Ideology and the Miracle of Confusion

So last night we watched The Pervert’s Guide to Ideology (now available on Netflix), starring the always entertaining (if not alarming) Slavoj Zizek. It’s quite a feat. He guides you through all kinds of movies, sorting through the subtexts and drawing astonishing comparisons that seem so obvious in retrospect. At the same time, you have to admit that half the time you have no idea what the fuck he’s talking about! Considering that when you do have a feeling of comprehension, you decide that the part you don’t get probably makes as much sense, he’s just ahead of you by a mile or two.

Ideology is nothing more than the ruling mythology of the time and place in which you live.

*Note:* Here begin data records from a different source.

PR #36, opened 2017-07-05
Profile routing

demory:


lib/actions/api.js
```diff
@@ -45,21 +47,88 @@ export function planTrip (customOtpQueryBuilder) {
...
 }
 
-// function setURLSearch (params) {
-//   window.location.hash = `#plan?${params.split('plan?')[1]}`
-// }
+// Profile Query
+
+export const receivedProfileError = createAction('PROFILE_ERROR')
+export const receivedProfileResponse = createAction('PROFILE_RESPONSE')
+export const requestProfileResponse = createAction('PROFILE_REQUEST')
```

For us in early 21st century USA, the reigning myth is that of individual self-fulfillment, generally through the agency of products attained, obtained, purchased, invented, used or otherwise engaged in. It could be the “app of the week”, it could be the Tesla car you drive, it could be the fitness feedback you got from your hyper-intelligent wristband, it could be the number of likes you received for that comment you made on that post that you saw. We are so very individuated that we can now construct our own unique set of fulfillments out of the cornucopia of possibilities surrounding us. Hey, why not? But I digress.

In the film, Zizek brings together several wonderful correlations, often surrounding the concept of The Other. The Other can be a positive or a negative, such as a good God or a bad apple. For example, all fears united in the figure of the shark in Jaws. Change one letter there, and you have all fears united in the figure of the Jews in Nazi Germany. It’s not a stretch at all. It makes perfect sense.

How interesting that so many different political dynasties used Beethoven’s Ode to Joy as their anthem – from the Nazis to the Stalinists to the Maoists to Shining Path to the droods of Clockwork Orange. A symbol can stand for anything, as long as it invokes a certain wordless quality that somehow unites its participants. The symbol doesn’t matter. The product is irrelevant as long as you’re buying something from the sellers.

Ideology is always hiding behind a mask. We don’t want to see that we are always buying into a myth, whether we’re right or left wing, religious or agnostic, scientific or spiritual, naive or experienced, thoughtful or carefree, you name it. There is some version of some myth that justifies our vision of self-fulfillment, and clouds the fact that we are simply creatures of this particular planet alotted a short span of time in which to do whatever it is we either can or else permit ourselves to do.